Read Under Your Skin Online

Authors: Sabine Durrant

Tags: #Fiction, #Thrillers, #General, #Suspense

Under Your Skin (26 page)

Troubled Gaby Mortimer has resigned from the TV show that made her name.

“I’d rather not do the program at all,” the forty-two-year-old presenter told close friends. “It’s the wrong type of publicity.”

Colleagues say she has been behaving in an increasingly erratic manner since she stumbled on the dead body of Polish nanny Ania Dudek on Wandsworth Common a fortnight ago.

“Yes, we do feel left in the lurch,” says a representative at
Mornin’ All,
“but Gaby knows we are here if she needs us.”

Pictures of me on my doorstep and of that bruise, of Stan the Man—head on one side, handsome and concerned. I haven’t seen that photograph before. It’s newly taken: vain bastard. A head shot of India, “my replacement.” An old one, from
Spotlight
probably.

I hear the clunk of the car door and the scrunch of someone getting into the passenger seat. My head is on the steering wheel. He puts his hand on my shoulder.

I lean back. He takes his arm away quickly before I squash it.

“Did you know?” I say. “Yesterday? Had you read the papers? Is it in all of them?”

He nods.

“Why didn’t you
say
?”

“I was waiting for you to mention it, or to tell me you’d resigned.
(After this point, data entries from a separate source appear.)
PR #14111, opened 2023-12-21
chore: replace `BuffedBasicDecompressor` with `BasicDecompressor`

dantengsky:

## Summary

`BuffedBasicDecompressor` assumes single thread access, but not sure if this can be assured anymore. 

Try replacing it with `BasicDecompressor`,  let's see if any performance regressions.

Fixes #[Link the issue here]

## Tests

- [ ] Unit Test
- [ ] Logic Test
- [x] Benchmark Test

## Type of change

- [ ] Documentation Update
- [ ] Refactoring
- [ ] Performance Improvement

- - -
This change is [Reviewable](https://reviewable.io/reviews/datafuselabs/databend/14111)


BohuTANG:
Seems the performance is not degression.

JackTan25:
we can add a code below
```rust
 info!("One Column Rows Count:{}", pages.count());
```
at https://github.com/datafuselabs/databend/blob/c1e100338dbaf0fd51a9fe5a937188e00bc7570f/src/query/storages/fuse/src/io/read/block/block_reader_parquet_deserialize.rs#L212 , I suspect we have got zero data here. cc @dantengsky

dantengsky:
> we can add a code below
> 
> ```rust
>  info!("One Column Rows Count:{}", pages.count());
> ```
> 
> at
> 
> https://github.com/datafuselabs/databend/blob/c1e100338dbaf0fd51a9fe5a937188e00bc7570f/src/query/storages/fuse/src/io/read/block/block_reader_parquet_deserialize.rs#L212
> 
> , I suspect we have got zero data here. cc @dantengsky

yeah, feeling the same.  Something bad might happen during the decompression process.

let me check this PR  out with @wubx today.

Then, when it became apparent that you didn’t know anything about it, and you hadn’t even seen the papers, that you were stuffing them under the sofa, well, it didn’t seem up to me. I thought somebody else would have told you.”

Did Philip know? Was that behind his forced jollity? Was he feigning ignorance as a defense mechanism, in case I burst into tears and made him come home? Or perhaps he didn’t know. Perhaps he is just in his own bubble, hedge-funded in, not reading the UK papers, or watching TV, or even opening texts. But Clara’s missed call—she was probably ringing about this. And Robin knew. The solicitude in her voice, the talk of yums, the way she tried to urge
me to come and stay. And those people in the pub yesterday: the way they looked at me.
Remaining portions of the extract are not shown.